Physical Description
318 pages ; 21 cm
ISBN
9780593191095
Contents unavailable.
Review by Booklist Review

Chiarella's engrossing second novel follows And Again (2016). It's been more than 20 years since Marti Reese witnessed her sister, Maggie, get into a car and disappear forever. Maggie's absence and unknown whereabouts have defined Marti's life, causing her to implode, ruin her marriage, and turn to alcohol to cope. Marti continues to hope that Maggie is still alive and hunts for answers using her true-crime podcast. Ava Vreeland has never given up on overturning her brother's murder conviction. Noticing some coincidences between her brother's case and Maggie's, Ava reaches out to Marti, and the two begin a journey to save their loved ones, both single-mindedly driven to find answers, no matter the cost. Chiarella brilliantly blends disturbing past events and the heart-thumping present, throwing the reader into Marti's twisted and obsessive world. Marti is a sympathetic character despite her self-destructive life choices, and the plot moves steadily without revealing itself prematurely. Readers who expect a neat, satisfying conclusion will be disappointed--but enthralled nonetheless. Fans of Gillian Flynn and Paula Hawkins will enjoy this one.

From Booklist, Copyright (c) American Library Association. Used with permission.
Review by Publisher's Weekly Review

For more than 20 years, Marti Reese, the narrator of this outstanding psychological thriller from Chiarella (And Again), has obsessively searched for her sister, Maggie, who disappeared from near their suburban Chicago home. Before getting into a strange car, teenage Maggie told Marti, then eight years old, to run. Marti's all-consuming quest has ruined her marriage and estranged her from her parents, but her true crime podcast documenting her search wins her awards and puts Maggie's case back in the news. It also catches the attention of ER doctor Ava Vreeland, who approaches Marti about doing a podcast involving her younger brother, Colin McCarty, who was convicted seven years earlier for killing his girlfriend, Sarah Ketchum. Marti has no interest in trying to prove Colin's innocence, but she is interested in telling Sarah's story, which has many similarities to Maggie's. Marti and Ava quickly bond, united by how they were changed by girls close to them who went missing. Surprising twists accent this poignant story about two women, each with a single-minded goal. Chiarella is a writer to watch. Agent: Richard Abate, 3 Arts Entertainment. (July)

(c) Copyright PWxyz, LLC. All rights reserved
Review by Library Journal Review

Marti Reese's life hasn't been the same since her older sister Maggie stepped into a car with a man and told eight-year-old Marti to run. Twenty years later, Marti is called to the police station to see if a Jane Doe's corpse might be Maggie. Marti has turned her pain into an award-winning podcast, but it also destroys her marriage as her drinking spins out of control. When Marti receives a message from a woman named Ava Vreeland, she and her podcasting partner grab this opportunity to investigate their next case.
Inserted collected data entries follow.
Issue #456, opened 2015-11-02
Nocrypto autodetection is wrong


samoht:
See https://github.com/mirage/mirage-www/pull/402#issuecomment-152870284

PR #458, opened 2015-11-02
Add the correct dependencies for conduit/nocrypto.

Drup:
So, As far as I understand:
- conduit doesn't actually need entropy unconditionally (it only needs it with tls).
- the entropy device's dependencies were wrong.

@hannesm, @samoht, please review. It seems to work in practice, but the dependency graph for those packages is far from being clear.

Fix https://github.com/mirage/mirage/issues/456

### DIFF
--- a/lib/mirage.ml
+++ b/lib/mirage.ml
@@ -766,8 +766,8 @@ let nocrypto = impl @@ object
 
     method packages =
       Key.(if_ is_xen)
-        [ "mirage-entropy-xen" ]
-        []
+        [ "nocrypto" ; "mirage-entropy-xen" ; "zarith-xen" ]
+        [ "nocrypto" ]
 
     method libraries =
       Key.(if_ is_xen)


hannesm:
@pqwy should review.

on xen, we need the opam package `mirage-entropy-xen` (and library `nocrypto-entropy-xen`, which is provided by nocrypto when built with mirage-entropy-xen and zarith-xen around),
on unix we need no additional package, but the library `nocrypto-entropy-lwt` (provided when nocrypto is built with lwt around)

Drup:
> on unix we need no additional package, but the library nocrypto-entropy-lwt (provided when nocrypto is built with lwt around)

I have no such package, only `nocrypto.lwt`.

hannesm:
right, sorry. library names are `nocrypto.xen` and `nocrypto.lwt`

Drup:
Ok, I'm confused now. Does conduit needs the entropy to be initialized when *not* using tls ? It seems like `conduit.mirage` has an (ocamlfind) dependency on `tls`.

Drup:
I added back the unconditional initialization of entropy when conduit is involved. I think it can occasionally be superfluous, but I can't magically detect how conduit as been compiled, so there is no choice.

mor1:
@drup when you say "can't magically detect..." do you mean you need to find whether `nocrypto.xen` or `nocrypto.lwt` (@hannesm @pqwy surely that should be `nocrypto.unix`?) is installed?

in which case, fwiw, the practice I've seen for this is to examine shell return code after executing the appropriate `ocamlfind query`...

Drup:
@mor1 It's not about nocrypto, it's about whether conduit has been compiled with or without tls support. The issue is that it's the wrong way around: In functoria, it's not possible to choose devices based on which libraries/packages are available, since the devices you choose determines what to install.

In this case, it means entropy will sometimes be initialized while it's not used. It's not *too* bad.

avsm:
A future conduit could still use the entropy in order to do random source port allocation. It's not a bad dependency to keep.

pqwy:
Here is the thing: someone might want to use cryptography regardless of `tls`.

`nocrypto` needs an entropy provider. Note that the coupling is loose; it does not *depend* on it, it will just bail out dynamically if there is no entropy. Entropy is (currently) provided by one of three sub-libraries: `nocrypto.xen`, which does CPU- and time-based magic, `nocrypto.unix`, which reads `/dev/urandom` *once*, and [the suspiciously named] `nocrypto.lwt`, which reads `/dev/urandom` *periodically*.

In the unikernel context, for `nocrypto` to properly work, you need to link to `nocrypto.xen` for Xen, or to `nocrypto.lwt` for Unix, and you need to call the initialization function. Unikernel authors could just link to the appropriate entropy provider and arrange initialization manually, but it seemed nicer if the "platform" could do that in a smart way.

To that end, the [last iteration](https://github.com/mirage/mirage/commit/cbfbd707de7988057316db0d9b18bbfeb91b7273) of this logic would detect if `nocrypto` was pulled in as a dependency, and add the additional entropy provider to the linkage list and a call to the init function to `main.ml`. There was nothing special about `conduit` or indeed `tls`, it was all conditioned on the presence of `nocrypto`, which is the actual piece of software that deals with entropy providers.

This meant that I could add a dep on `nocrypto` and start doing my PK crypto (which mostly requires RNG) without thinking about entropy, or that someone could add a dep on `tls` and just run it without considering entropy, or that `conduit` could be pulled in again without special entropy consideration, or any mix of those.

I believe it would be **awesome** if we could retain that logic, where simple usage of the crypto backend pulls in its corresponding entropy provider. `conduit` is not the place to deal with this.

mor1:
Retaining that ability seems reasonable -- I presume the decision is based
on explicit specification by the user, so there's no chance of ambiguity
whether to use Xen or Unix?

However, are there future situations where the platform should *not* do
this? Eg., because in a particular deployment some much better source of
entropy is available?

Also, at risk of narging about naming: what's the rationale behind
`nocrypto.unix` though?  It seems that a more intuitive naming scheme
should be possible (`.unix` and `.singleton` rather than `.lwt` and `.unix`
or something??)

On 3 November 2015 at 10:21, David Kaloper <notifications@github.com> wrote:

> Here is the thing: someone might want to use cryptography regardless of
> tls.
>
> nocrypto needs an entropy provider. Note that the coupling is loose; it
> does not *depend* on it, it will just bail out dynamically if there is no
> entropy. Entropy is (currently) provided by one of three sub-libraries:
> nocrypto.xen, which does CPU- and time-based magic, nocrypto.unix, which
> reads /dev/urandom *once*, and [the suspiciously named] nocrypto.lwt,
> which reads /dev/urandom *periodically*.
>
> In the unikernel context, for nocrypto to properly work, you need to link
> to nocrypto.xen for Xen, or to nocrypto.lwt for Unix, and you need to
> call the initialization function. Unikernel authors could just link to the
> appropriate entropy provider and arrange initialization manually, but it
> seemed nicer if the "platform" could do that in a smart way.
>
> To that end, the last iteration
> <https://github.com/mirage/mirage/commit/cbfbd707de7988057316db0d9b18bbfeb91b7273>
> of this logic would detect if nocrypto was pulled in as a dependency, and
> add the additional entropy provider to the linkage list and a call to the
> init function to main.ml. There was nothing special about conduit or
> indeed tls, it was all conditioned on the presence of nocrypto, which is
> the actual piece of software that deals with entropy providers.
>
> This meant that I could add a dep on nocrypto and start doing my PK
> crypto (which mostly requires RNG) without thinking about entropy, or that
> someone could add a dep on tls and just run it without considering
> entropy, or that conduit could be pulled in again without special entropy
> consideration, or any mix of those.
>
> I believe it would be *awesome* if we could retain that logic, where
> simple usage of the crypto backend pulls in its corresponding entropy
> provider. conduit is not the place to deal with this.
>
> —
> <https://github.com/mirage/mirage/pull/458#issuecomment-153307661>.
>



-- 
Richard Mortier
mort@cantab.net

talex5:
I think it's really confusing that entropy works differently to every other Mirage device. Now that we have functoria, we can support sharing properly (unlike the old version) so we should be able to make Nocrypto be a functor that accepts entropy and have mirage set everything up automatically I think.

Drup:
> [...] detect if nocrypto was pulled in as a dependency, and add the additional entropy provider to the linkage list and a call to the init function to main.ml [...]

As I said earlier, my issue is that it's the wrong way around: we can't choose devices depending on which libraries are used, since we use devices to figure out the libraries. Also, I would like to argue that ocamlfind libraries are really the wrong things to query. We should encode the dependencies at the level of devices. This way, we could choose (using flags) between different sources of entropy when it's relevant ....

In this context, the `tls` and `conduit` devices do need to care about the entropy device, since it's one of their dependencies.

Drup:
Note that this is irrelevant to the bug at hand: are the new ocamlfind dependencies for nocrypto correct ?

pqwy:
`libraries` looks correct.

`packages` seems overspecified. Does `Key.(if_ is_xen) [ "nocrypto" ; "mirage-entropy-xen" ] [ "nocrypto" ]` not suffice?

Drup:
@pqwy I followed the opam file, where the dependency is : `(mirage-no-xen | (mirage-xen & mirage-entropy-xen & zarith-xen))`.

I could remove lwt, since it's assumed in the `mirage` device anyway, but better safe than sorry. It's a depopts in nocrypto.

pqwy:
* `lwt` should be redundant.
* `mirage-xen` should be present if you're on xen anyway.
* `mirage-entropy-xen` is a proper dep, if on xen
*  `zarith-xen` is package-dep trick to force a different build of `zarith`. It would maybe be better if we didn't have that baked into the tool directly.

But yeah, none of it is incorrect. Some of it is just implied in any case.

pqwy:
`zarith` linkage errors. I guess I was wrong and it needs `zarith-xen` after all.

Drup:
I don't really understand the source of the linking failure. It was not there before ...

pqwy:
I have a nagging suspicion that the mysterious errors are related to [this](https://github.com/ocaml/opam-repository/commit/6c83f81e6a4c962b15ea521448d7c4ed56b61fc2), but not completely sure yet...

hannesm:
yes, that's very suspicious -- zarith-1.4 contains more symbols, and zarith-xen copies over `META` and `libzarith.a` into `lib/zarith`... we should at least depend on the very same zarith version in zarith-xen..

Drup:
That would explain things. Tell me when all of this is fixed in the opam repo.

hannesm:
fixed zarith in https://github.com/ocaml/opam-repository/pull/5081, awaiting merge...

samoht:
I've restarted the build

PR #465, opened 2015-11-09
Update Changes

Drup:
I was not really sure about what to put, so I mostly copied the breaking changes.
The blogpost doesn't have an URL just yet.


avsm:
Thanks!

Ava is convinced that her brother Colin was convicted of a murder he didn't commit, and she thinks that Maggie's disappearance might hold the key to the crime. According to Ava, the Reese sisters grew up in the same neighborhood as Colin's alleged victim. Marti launches an investigation, feeling that she's spent her entire adult life chasing after lost girls who never got the chance to grow up. There's a master manipulator out there who knows every one of Marti's secrets and uses them to free a killer, but they don't count on Marti's survival instincts. VERDICT Readers who enjoy true crime, especially podcasts, as well as thrillers featuring unreliable narrators, will appreciate Chiarella's (And Again) haunting story of lost girls, lost women, and revenge.--Lesa Holstine, Evansville Vanderburgh P.L., IN

(c) Copyright Library Journals LLC, a wholly owned subsidiary of Media Source, Inc. No redistribution permitted.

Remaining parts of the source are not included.